PR #1411, opened 2024-06-19
MISC: BitNode options

catloversg:
This PR adds a new feature: BitNode options. When the player enters a BN, they can set custom BitNode options:
- Active level of SF: change the effective level of SFs. For example, if the player has SF12.1000, they can set a custom level and enter a BN without NFG-1000. It also allows the player to create custom "scenarios", e.g., "I have all SFs now. How long do I need to beat BN1 with only SF1, SF4, and SF5?".
- Disable some features. These options are based on the conditions of BN challenges.

Intentional changes:
- `knowsAboutBitverse` is renamed to `knowAboutBitverse` and moved to `BitNodeUtils.ts`. It replaces all checks of `Player.sourceFiles.size > 0`.
- `canAccessBitNodeFeature` is moved to `BitNodeUtils.ts`. It replaces all checks of `Player.bitNodeN === n || Player.sourceFileLvl(n) > 0`.
- All usages of `Player.sourceFileLvl` and `Player.activeSourceFileLvl` are intentional.
- `gainIntelligenceExp`: Remove `this.skills.intelligence > 0`. This check comes from the ancient commit e3991b8795fc9bccd38240e17c99e6d20d53fd4f. It's irrelevant now. The player cannot earn intelligence exp if they are not in BN5 and do not have SF5.
- The refactor of `Sleeve.ts` and `Person.ts`: I moved functions in `[X]Methods.ts` to `[X].ts` when I started to implement the `disableSleeveExpAndAugmentation` option. That change is unnecessary now, so I will revert it if the maintainers want.

### Test case
Normal gameplay: Check SF level and active SF level after entering a new BN:
- Finish the BN:
  - Hack WD via Terminal.
  - `ns.singularity.destroyW0r1dD43m0n`.
  - Bladeburner.
- Bitflume:
  - b1t_flum3.exe.
  - `ns.singularity.b1tflum3`.

Change active SF level:
- Check SF level and active SF level after entering a new BN.
- Check effects of SF. For example, set SF3 to level 0, and check if we can create a corporation outside of BN3.

Change boolean options:
- Restrict Home PC upgrade:
  - Check UI of vendor.
  - `ns.singularity.upgradeHomeRam` and `ns.singularity.upgradeHomeCores`.
- Disable XYZ: Check if XYZ is available. For example:
  - Enter BN3, and check if we can create a corporation.
  - Set SF3 to level 3, enter BN1, and check if we can create a corporation.
- Disable 4S Market Data:
  - Check UI of Stock Market.
  - `ns.stock.purchase4SMarketData` and `ns.stock.purchase4SMarketDataTixApi`.
- Disable Sleeves' exp and augmentation:
  - Check UI of Sleeves.
  - Functions in `ns.formulas.work`.


d0sboots:
High-level comments before I dive into the code:
* Sorry I put this off for a while.
* I like the overall concept!
* The description text confused me at first. Here's my attempt at explaining: "Note: Changing the active level of a SF is temporary, you still permanently own that SF level. For example, if you enter BN 1.3 while having SF 1.2 but with the active level set to 0, you will not get the bonuses from SF1.1 or 1.2 but you will still earn SF1.3 when destroying the BN."
* It would be good to see what the options look like if you *don't* have all SFs yet.
* I think the "Active level" text should only show if it's less than the current max, otherwise it's just noise.

src/Augmentation/ui/SourceFiles.tsx
```diff
@@ -39,57 +57,52 @@ const safeGetSf = (sfNum: number): SourceFile | SfMinus1 | null => {
...
 
 export function SourceFilesElement(): React.ReactElement {
-  const sourceFilesCopy = new Map(Player.sourceFiles);
+  const sourceFileList: SourceFileData[] = [];
+
   const exploits = Player.exploits;
   // Create a fake SF for -1, if "owned"
   if (exploits.length > 0) {
-    sourceFilesCopy.set(-1, exploits.length);
+    sourceFileList.push(getSourceFileData(-1)!);
```
d0sboots: Whaaat syntax is this? Trailing `!` is an unknown operator to me.

Edit: OK, I see this is a TS thing. I've also seen advice not to use it, and I think I agree.

In this case, there is no place that calls `getSourceFileData(-1)` except here. And the handling for `getSourceFileData(-1)` is rather distinct from the handling for a normal SF. So I think it makes more sense to make a dedicated helper for SF -1 that does *not* return null, or just inline that logic here, directly.

src/BitNode/BitNodeUtils.ts
```diff
@@ -9,3 +14,56 @@ export function isBitNodeFinished(): boolean {
...
+  return { valid: true };
+}
+
+export function setBitNodeOptions(bitNodeOptions: BitNodeOptions): void {
+  const validationResultForActiveSourceFiles = validateActiveSourceFiles(bitNodeOptions.activeSourceFiles);
+  if (!validationResultForActiveSourceFiles.valid) {
+    throw new Error(`activeSourceFiles is invalid. Reason: ${validationResultForActiveSourceFiles.message}`);
+  }
+
+  Player.bitNodeOptions.activeSourceFiles = new JSONMap(bitNodeOptions.activeSourceFiles);
```
d0sboots: Why can't you do either `Player.bitNodeOptions = bitNodeOptions` or `Object.assign(Player.bitNodeOptions, bitNodeOptions)`?

src/BitNode/ui/BitNodeAdvancedOptions.tsx
```diff
@@ -0,0 +1,213 @@
...
+  sourceFileLevel,
+  callbacks,
+}: SourceFileButtonRowProps): React.ReactElement {
+  const [sfLevel, setSfLevel] = React.useState<number>(sourceFileLevel);
+  const [inputValue, setInputValue] = React.useState<string>(sourceFileLevel.toString());
+
+  const title = `SF-${sourceFileNumber}`;
+  const sourceFileLevelTool =
+    sourceFileNumber !== 12 ? (
+      Array.from([0, 1, 2, 3]).map((level) => (
```
d0sboots: Shouldn't this be using SourceFileInfo or something?

src/BitNode/ui/PortalModal.tsx
```diff
@@ -21,8 +24,55 @@ export function PortalModal(props: IProps): React.ReactElement {
...
+  if (!props.flume) {
+    const currentSourceFileLevel = Player.sourceFileLvl(props.destroyedBitNode);
+    if (currentSourceFileLevel < 3 || props.destroyedBitNode === 12) {
+      currentSourceFiles.set(props.destroyedBitNode, currentSourceFileLevel + 1);
+    }
+  }
+  currentSourceFiles = new Map([...currentSourceFiles].sort((a, b) => a[0] - b[0]));
+
+  let activeSourceFiles = new Map(currentSourceFiles);
+  let bitNodeBooleanOptions = {
```
d0sboots: Optional: Feels like you could just define these and then call `ResetAll()`.

src/Netscript/NetscriptHelpers.tsx
```diff
@@ -716,3 +724,32 @@ let customElementKey = 0;
 export function wrapUserNode(value: unknown) {
   return <CustomBoundary key={`PlayerContent${customElementKey++}`}>{value}</CustomBoundary>;
 }
+
+function validateBitNodeOptions(ctx: NetscriptContext, bitNodeOptions: unknown): BitNodeOptions {
+  const result = getDefaultBitNodeOptions();
+  if (bitNodeOptions === undefined || bitNodeOptions === null) {
```
d0sboots: You can just do `== null`, which is semi-ubiquitous in our codebase.

src/Netscript/NetscriptHelpers.tsx
```diff
@@ -716,3 +724,32 @@ let customElementKey = 0;
...
+  const options = bitNodeOptions as Unknownify<BitNodeOptions>;
+  if (!(options.activeSourceFiles instanceof Map)) {
+    throw errorMessage(ctx, `activeSourceFiles must be a Map.`);
+  }
+  const validationResultForActiveSourceFiles = validateActiveSourceFiles(options.activeSourceFiles);
+  if (!validationResultForActiveSourceFiles.valid) {
+    throw errorMessage(ctx, `activeSourceFiles is invalid. Reason: ${validationResultForActiveSourceFiles.message}`);
+  }
+
+  result.activeSourceFiles = new Map(options.activeSourceFiles);
```
d0sboots: Feels like this should be a JSONMap? That's strictly more useful, and no more expensive.

src/NetscriptFunctions.ts
```diff
@@ -1757,6 +1764,16 @@ export const ns: InternalAPI<NSFull> = {
     currentNode: Player.bitNodeN,
     ownedAugs: new Map(Player.augmentations.map((aug) => [aug.name, aug.level])),
     ownedSF: new Map(Player.sourceFiles),
+    bitNodeOptions: {
```
d0sboots, line 1810: Unless there's some properties that you're skipping (and if so, those should be commented), you can simplify this to
`{ ...Player.bitNodeOptions, activeSourceFiles: new Map(Player.bitNodeOptions.activeSourceFiles) }`

src/PersonObjects/Person.ts
```diff
@@ -40,17 +42,184 @@ export abstract class Person implements IPerson {
...
-  gainDefenseExp = personMethods.gainDefenseExp;
-  gainDexterityExp = personMethods.gainDexterityExp;
-  gainAgilityExp = personMethods.gainAgilityExp;
-  gainCharismaExp = personMethods.gainCharismaExp;
-  gainIntelligenceExp = personMethods.gainIntelligenceExp;
-  gainStats = personMethods.gainStats;
-  regenerateHp = personMethods.regenerateHp;
-  updateSkillLevels = personMethods.updateSkillLevels;
-  hasAugmentation = personMethods.hasAugmentation;
+  gainHackingExp(exp: number): void {
```
d0sboots: Although this is a potentially worthy refactor, let's save it for a different PR.

src/PersonObjects/Player/PlayerObject.ts
```diff
@@ -181,6 +194,11 @@ export class PlayerObject extends Person implements IPlayer {
         delete player.jobs[loadedCompanyName as CompanyName];
       }
     }
+    // Initialize bitNodeOptions
+    if (!player.bitNodeOptions.initialized) {
```
d0sboots: Ergh. Having an `initialized` flag is something I would really, *really* like to avoid. The moment you do this, *everything* has to check whether it's been initialized already, and it's just awful.

In this case, it seems wholly unneeded as well, because the entirety of the Player object is in the same state: A bunch of valid-but-not-correct default values until fromJSON loads the save, after which it has the correct values. Since an empty map is valid (and also correct, for the default value of `sourceFiles`), I see no reason for this flag to exist.

src/PersonObjects/Sleeve/Sleeve.ts
```diff
@@ -76,8 +80,96 @@ export class Sleeve extends Person implements SleevePerson {
     this.shockRecovery();
   }
 
-  applyAugmentation = sleeveMethods.applyAugmentation;
-  findPurchasableAugs = sleeveMethods.findPurchasableAugs;
+  applyAugmentation(aug: Augmentation): void {
```
d0sboots: Same comment about holding off on this refactor.

src/ScriptEditor/NetscriptDefinitions.d.ts
```diff
@@ -1682,6 +1684,25 @@ export interface GraftingTask {
...
+}
+
+export interface BitNodeBooleanOptions {
+  restrictHomePCUpgrade: boolean;
+  disableGang: boolean;
+  disableCorporation: boolean;
+  disableBladeburner: boolean;
+  disable4SData: boolean;
+  disableHacknetServer: boolean;
+  disableSleeveExpAndAugmentation: boolean;
```
d0sboots, line 1733: At least this one (probably restrictHomePCUpgrade too) deserves documentation.

src/BitNode/ui/BitNodeAdvancedOptions.tsx
catloversg: I don't understand your question. Can you clarify it?

src/PersonObjects/Player/PlayerObject.ts
catloversg: This check is only useful in `fromJSON`. In `fromJSON`, when we see an empty JSONMap, there are 2 possible cases:
- The player loads an old save, and there is no `bitNodeOptions` in their save data. The empty JSONMap is just a default value, and we need to initialize it with the current `player.sourceFiles`.
- The empty JSONMap is the "real" value. The player intentionally disabled all SFs, so `bitNodeOptions.activeSourceFiles` is empty.

I use `bitNodeOptions.initialized` to determine if we need to initialize `bitNodeOptions.activeSourceFiles`.

Snarling: If it's only useful for old saves, it shouldn't add a new permanent property. One option would be to use savegame conversion code to do the initialization (in SaveObject.ts)

But actually I think it may make sense to rethink the actual structure of the property we're adding to player. Instead of activeSourceFiles, which is an entire clone of the sourceFiles map, it probably makes more sense to just have a sourceFileOverrides (or something like that) which is normally empty except when a player opts to decrease the effective level of their SF. This slims down the player object in the default case (no overrides) and would also mean no initialization required.

src/BitNode/BitNodeUtils.ts
```diff
@@ -9,3 +14,52 @@ export function isBitNodeFinished(): boolean {
   }
   return wd.backdoorInstalled;
 }
+
+export function canAccessBitNodeFeature(bitNode: number): boolean {
+  return Player.bitNodeN === bitNode || Player.activeSourceFileLvl(bitNode) > 0;
+}
+
+export function knowAboutBitverse(): boolean {
+  return Player.bitNodeOptions.activeSourceFiles.size > 0;
```
Snarling: I think this should be using the actual Player.sourceFiles

src/BitNode/ui/BitNodeAdvancedOptions.tsx
d0sboots: I meant instead of hardcoding that everything has 3 SF levels, shouldn't we be getting that from the data map we've created?

d0sboots:
I don't know if you've been following allong in #development, here's some other comments that came from discussion there:

* The toggles should be moved before the detailed SF settings, since they're more likely to be used.
* It would be good to have an "All SFs" setting, even if it just serves to set all the SFs to a specific level without having to click them all manually. But as someone mocked up, it would be nice if you could express the changes as a set of overrides, instead of an individual UI setting for each SF. This plays into what Snarling suggested for the storage representation as well.
* We talked about UI stuff as well, such as using an expand-o box instead of a toggle. I think that would be more natural, but one consideration is how these settings will be preserved (or not) when you beat the BN. Using a toggle means you could save the settings, but have them be default disabled for the next BN.

src/BitNode/BitNodeUtils.ts
d0sboots: I'm not sure I agree? You should be able to disable "knowing about the bitverse" (and the various features that enables) through some means, and turning off all SFs seems like the correct way.

src/BitNode/ui/BitNodeAdvancedOptions.tsx
catloversg: I do it like that to make all SF have the same number of buttons (except SF12). All SF have 3 buttons, but we only enable the relevant ones (with data in the map).

catloversg:
New UI:
Capture

Advanced options are cleared when the player switches between targeted BitNodes. They are also not persisted in Settings. This is intentional. IMO, a minor inconvenience is better than "Oops! I forgot resetting those options!".

d0sboots:
UI is starting to look pretty good, or at the minimum, good compared to many of our UIs XD

I agree with your reasoning on not saving the settings. Especially with the new-style of adding individual SFs.

Some other UI thoughts: We should add tooltips for the toggles. What, exactly, "Restrict home PC upgrade" entails isn't clear without extra words. Extra words can also make it clear that "Disable hacknet servers" means "Reenable hacknet nodes".

For the buttons, IMO we should do more graphically and less with text. I'm assuming "level" means "current owned level of this SF" - that should be expressed by number of buttons. (There's no point having a button you can't click on.) If you don't have the SF, you shouldn't be able to add it, and if you only have 1 level you only get one button. 

Similarly, the currently active level should use a bright highlight or something - standard "button selected" stuff. That eliminates the need for the extra text and IMO will be easier to visually understand.

d0sboots:
One other suggestion that I needed to read the code first to make: IIUC, the "Set all SF" button isn't a setting of its own, but rather it immediately creates/sets the SF setting for all possible values. It's not what I was initially expecting, but I think it's fine. However, in that case it should get an additional "X" or trashcan button to remove all SF settings so that the state is back to default.

jjclark1982:
Should there be a toggle to enter a BitNode with no Intelligence (without disabling SF5 features)? And how should the results merge with previous Intelligence?

A reasonable scenario for comparing speed-runs would be "How long does it take to complete BitNode N with all features unlocked and no starting Intelligence?" so disabling SF5 is not a great option as it removes Formulas.exe at start and Intelligence gain within the node, which are changes to strategy.

catloversg:
New UI:
Capture

UI changes:
- `Restrict Home PC upgrade` -> `Restrict max RAM and core of Home PC`. Change the tooltip text.
- `Disable Hacknet Server`: Change the tooltip text.
- Add `Remove all` + tooltip.
- Add tooltip for `Set all SF`.
- Only show relevant buttons.
- Highlight the active level.

catloversg:
> Should there be a toggle to enter a BitNode with no Intelligence (without disabling SF5 features)? And how should the results merge with previous Intelligence?
> 
> A reasonable scenario for comparing speed-runs would be "How long does it take to complete BitNode N with all features unlocked and no starting Intelligence?" so disabling SF5 is not a great option as it removes Formulas.exe at start and Intelligence gain within the node, which are changes to strategy.

I can add "Disable Intelligence bonus". That option will only disable the bonus of Intelligence (`calculateIntelligenceBonus`). I'll add it if d0sboots and Snarling agree.

d0sboots:
> I can add "Disable Intelligence bonus". That option will only disable the bonus of Intelligence (calculateIntelligenceBonus). I'll add it if d0sboots and Snarling agree.

That seems like a good way to handle it: you still gain int (if applicable), it just has no effect. It might need a UI bit though, otherwise it'll look like you have normal int and won't be obvious that it's disabled. Maybe strikethrough where int is displayed? 

I think @Snarling has yet to sign off on the overall design, but I would encourage him to (I'm not going to merge this one without some kind of thumbs up).

d0sboots (approved):
In terms of code and UI, I'm satisfied with how this looks. Nice job!

catloversg:
Snarling mentioned that they would release v2.6.2 soon. This PR is a bit large, so it's best to merge it after that. I want it to be tested in the dev branch for a bit longer.

src/BitNode/ui/BitNodeAdvancedOptions.tsx
```diff
@@ -0,0 +1,355 @@
...
+            <tbody>
+              <tr>
+                <td>
+                  <Tooltip title="Set active level for all chosen SF">
+                    <Typography minWidth="7rem">Set all SF</Typography>
+                  </Tooltip>
+                </td>
+                <td>
+                  <ButtonGroup>
+                    {Array.from([0, 1, 2, 3]).map((level) => (
```
Snarling: `[0, 1, 2, 3]` is already an array
```suggestion
                    {[0, 1, 2, 3].map((level) => (
```

src/BitNode/BitNodeUtils.ts
```diff
@@ -9,3 +14,63 @@ export function isBitNodeFinished(): boolean {
   }
   return wd.backdoorInstalled;
 }
+
+export function canAccessBitNodeFeature(bitNode: number): boolean {
+  return Player.bitNodeN === bitNode || Player.activeSourceFileLvl(bitNode) > 0;
+}
+
+export function knowAboutBitverse(): boolean {
+  for (const [, sfActiveLevel] of Player.activeSourceFiles) {
```
Snarling: Just a style thing, but when only iterating one side of the map I would recommend using .keys()/.values() instead of using a partial array
```suggestion
  for (const sfActiveLevel of Player.activeSourceFiles.values()) {
```

Snarling (approved):
Looks good, nice work! I just had two extremely minor code style comments while looking through code.

jjclark1982:
A "Disable Intelligence bonus" option would be really helpful for measuring strategy effectiveness and fairly comparing speed-runs.

@Snarling what's your opinion about that option?

Snarling:
> A "Disable Intelligence bonus" option would be really helpful for measuring strategy effectiveness and fairly comparing speed-runs.
> 
> @Snarling what's your opinion about that option?

This would be a good option to add and it would fit in here.

Another option, though slightly harder to implement, would be allowing simulation of different int levels. Checkbox for whether to override intelligence -> enables a numeric input to set the override value.

Internally it could just be a `number | undefined` override, with undefined if that checkbox wasn't checked. If checked, the number would need to be validated as a non-negative integer that is <= the player's intelligence.

Overriding in calculateIntelligenceBonus is a little tricky though, because that is used for both player and sleeves. e.g. if the player is overriding their 1000 int to 50, but their sleeve only has 5 int, then the sleeve should still use 5. It's unclear if the sleeve should be limited by the same override (e.g. another sleeve with 51 int, should it use 50 or 51)

src/BitNode/ui/PortalModal.tsx
```diff
@@ -94,6 +99,7 @@ export function PortalModal(props: IProps): React.ReactElement {
         onClick={() => {
           const bitNodeOptions = {
             sourceFileOverrides: sourceFileOverrides,
+            intelligenceOverride: intelligenceOverride,
```
d0sboots: You can use the shorter object literal syntax for these, where you just list the keys, when the key=value name.

src/ui/React/CharacterOverview.tsx
```diff
@@ -118,6 +118,16 @@ export function Val({ name, color }: ValProps): React.ReactElement {
     return clearSubscription;
   }, [name]);
 
+  if (name === "Int" && Player.bitNodeOptions.intelligenceOverride !== undefined) {
+    return (
+      <Tooltip title={`Intelligence Override: ${formatSkill(Player.bitNodeOptions.intelligenceOverride)}`}>
```
d0sboots: Optional: I think the display of overridden int should be a bit more prominent. Maybe something like "X (Y)", where X is the overridden value and Y is the real value, but only if Y > X. I could see that having issues with fitting in the stats overview, though. 

I do think the overridden value is the more important one to show, since it is what will be used for calculations. But again, only if Y > X.

If this is too complicated/annoying, it can be deferred to a follow-up. The int feature is complicated, and I don't want it to block the overall PR more than it already has.

src/BitNode/ui/BitNodeAdvancedOptions.tsx
```diff
@@ -266,12 +268,40 @@ export function BitNodeAdvancedOptions({
...
+        <Typography display="flex" alignItems="center">
+          Override Intelligence:
+        </Typography>
+        <TextField
+          sx={{ maxWidth: "4rem" }}
+          disabled={intelligenceOverride === ""}
+          value={intelligenceOverride}
+          onChange={(event) => {
+            if (event.target.value === "") {
+              setIntelligenceOverride("0");
```
d0sboots: This feels like a classic case of having state in two places. You should just push the useState up into PortalModal, and pass it down via props.

src/BitNode/ui/BitNodeAdvancedOptions.tsx
```diff
@@ -342,6 +372,44 @@ export function BitNodeAdvancedOptions({
             text="Disable Sleeves' experience and augmentation"
             tooltip="Sleeves cannot gain experience or install augmentations"
           />
+          <OptionSwitch
+            disabled={Player.skills.intelligence <= 0}
+            checked={false}
+            onChange={(value) => {
+              if (!value) {
+                setIntelligenceOverride("");
```
d0sboots: UI-wise, this is a bit awkward: It feels strange for the value in the input to be changed when the option is toggled, rather than just being disabled. 

I think you want the input to start with skills.intelligence as the default value (and be disabled), but it can't be coupled so tightly to the value of the BitnodeOption.

d0sboots (commented):
Some things. 

Overall, I feel like adding the int overrides might have made more sense as a separate PR. Oh well, too late now. Anyway, I'd like to address the most important points now, and we can iterate on the rest later, as people leave feedback.

src/ui/React/CharacterOverview.tsx
catloversg: I made a small change based on your suggestion. I'll make further changes in a follow-up PR if needed.

d0sboots:
Looks good. We can continue to iterate on other stuff in followup(s), if it comes up.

* * *

● **Directions for this task**
Once you find the string "sourceFileList" in a line of the records, copy that line.

● **Exercise answer**
+  const sourceFileList: SourceFileData[] = [];
+    sourceFileList.push(getSourceFileData(-1)!);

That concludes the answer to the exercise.